Это – тот самый единственный этический постулат, который заложен в основу данного исследования. Но в данной работе он используется в сочетании с силлогизмами, а у В. Н. Турбина – с индукцией, причем дает правильный результат. Подчеркиваю: только благодаря вере в творческий гений Пушкина.

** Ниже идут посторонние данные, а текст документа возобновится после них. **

PR #256, opened 2024-08-22
PB-7774: Adding proto changes for addition of timestamps

kgarg-px:
Introducing timestamps for backup objects and their resources 
Closes #


pkg/apis/v1/api.proto
```diff
@@ -558,6 +558,12 @@ message BackupInfo {
     bool direct_kdmp = 38;
     // this will store the timestamp, when the retention period of locked backup will be expired
     google.protobuf.Timestamp retention_time = 39;
+    // This will store timestamp for the completion of volumes backup
+    google.protobuf.Timestamp volumes_completion_time = 40;
+    // This will store timestamp for the completion of resources backup
+    google.protobuf.Timestamp resources_completion_time = 41;
+    // This will store the total completion time of the entire backup
+    google.protobuf.Timestamp total_completion_time = 42;
```
dbinnal-px, line 566: just a thought, can we name it as backup_completion_time or just completion_time which would more convinient

dbinnal-px (approved):

aks-px (approved):

pkg/apis/v1/api.proto
```diff
@@ -571,6 +571,12 @@ message BackupInfo {
     bool direct_kdmp = 38;
     // this will store the timestamp, when the retention period of locked backup will be expired
     google.protobuf.Timestamp retention_time = 39;
+        // This will store timestamp for the completion of volumes backup
+    google.protobuf.Timestamp volumes_completion_time = 40;
+    // This will store timestamp for the completion of resources backup
+    google.protobuf.Timestamp resources_completion_time = 41;
+    // This will store the total completion time of the entire backup
+    google.protobuf.Timestamp total_completion_time = 42;
```
pallav-px, line 579: can we make these field generic for all object. In case if we need restore also in future we needed that struct to add and not all fields

vikasit12: I second this thought the 3 variables can be made as different struct and can be used in restore too in future

siva-portworx (approved):

PR #258, opened 2024-08-30
PB-7615:  Adding isSyncedBackup flag to identify the synced backups

shkumari-px:
**What this PR does / why we need it**: it adds a flag isSyncedBackup to check if the backup is a synced backup

Closes # https://purestorage.atlassian.net/browse/PB-7615

**Special notes for your reviewer**: na


Makefile
```diff
@@ -64,7 +64,7 @@ vet:
 	go vet $(PKGS)
 
 staticcheck:
-	GOFLAGS="" go install honnef.co/go/tools/cmd/staticcheck@v0.4.7
+	GOFLAGS="" go install honnef.co/go/tools/cmd/staticcheck@latest
```
dbinnal-px, line 67: any reason why we are changing this? Because as per I remember when it was 'latest' it was giving error while building docker image due to which we had given a specific version.

pkg/apis/v1/api.proto
```diff
@@ -2062,6 +2064,8 @@ message BackupCreateRequest {
     map<string, string> volume_snapshot_class_mapping = 19;
     // option to take backup as direct kdmp 
     bool direct_kdmp = 20;
+    // this flag will check if the backup is a synced backup
+    bool isSyncedBackup = 21;
```
dbinnal-px, line 2068: I guess we don't need this in create request. As a synced backup is created through the backupsync

Makefile
kgarg-px: +1 please confirm if we have to use latest or 0.4.7

pkg/apis/v1/api.proto
kgarg-px: +1 having the bool in `BackupInfo` is enough, Since backup sync objects are created through BackupSync function and not backupCreate function in px-backup. Having the variable in BackupInfo as a property of backup (BackupInfo message) should suffice here.

siva-portworx:
@shkumari-px Let us add a flag called backup_variant ( generic backup type) and add enums to classify them as manual /schedule /synced backup.
cc @prashanthpx

Makefile
shkumari-px: Screenshot 2024-09-02 at 12 07 44 PM
Go version 1.23 with staticcheck version 0.4.7 still gives error

pkg/apis/v1/api.proto
shkumari-px: @dbinnal-px @kgarg-px 
When we sync the backup, we create a new backup object in the mongodb
so you need the flag in the createBackupRequest as well

shkumari-px:
Closing this pr
If we have a synced backup then the clusterRef will be nil for it
This check can be used to verify if it’s a synced backup

PR #273, opened 2025-01-06
PB-9235: Added proto changes for supporting smtp tls

px-kesavan:
**What this PR does / why we need it**: Added proto changes for supporting input of certs required for smtp

Closes # https://purestorage.atlassian.net/browse/PB-9235


pkg/apis/v1/api.proto
```diff
@@ -1578,6 +1578,23 @@ message EmailConfig {
         (gogoproto.jsontag) = "encryptionkey",
         (gogoproto.moretags) = "secure:\"true\""
     ];
+    // Use custom certificate for SMTP server
+    bool use_custom_certificate = 9;
+    // Certificate file content
+    string cert_file = 10 [
```
siva-portworx, line 1584: It would be better to create a message def for ca cert in common.go and use it where ever required.

px-kesavan: I have moved to cert content under tlsConfig , placed in common.proto. PTAL

t-nidhin (approved):

siva-portworx (approved):

PR #72, opened 2022-10-12
add Plots.jl recipes for features and feature collections

rafaqz:
@jw3126 you may want to add this for Makie as well


evetion (approved):

evetion:
LGTM. But it does remind me that we need document the usage of these recipes.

Но вот еще одно интересное место: «В «Гробовщике» встают из могил персонажи, когда-либо им (Пушкиным – А.Б.) похороненные ‹…› Есть среди них одиночка, прототип которого ‹…› найти невозможно. Нельзя не заметить «одного бедняка, недавно даром похороненного», который, «совестясь и стыдясь своего рубища, не приближался и стоял смиренно в углу». И вот в этом месте В. Н. Турбин делает удивительный вывод, который безусловно покажется невероятным любому обремененному учеными степенями пушкинисту: этот персонаж пока не похоронен в других произведениях Пушкина, он появится только через три года, в «Медном всаднике»; это – его главный герой, Евгений, труп которого нашли на островке и похоронили «даром», как нищего. Самое невероятное в этой идее – не индукция как таковая, и даже не то, что такой вывод ломает установившиеся каноны (сравнивать «Гробовщика» с патетическим «Медным всадником» как-то не принято), а то, что В. Н. Турбин на чисто эвристическом уровне выявил феномен «отложенного в будущее» подтверждения «сказанного ранее» – как раз то самое явление, которое имело место с рифмой «морозы – розы», со взаимными «пародиями» и самопародиями в связке «Евгения Онегина» с тремя поэмами Баратынского, с купюрами в «Руслане и Людмиле», «отменяющими» «задним числом» почву для пародии со стороны Катенина, и т. п.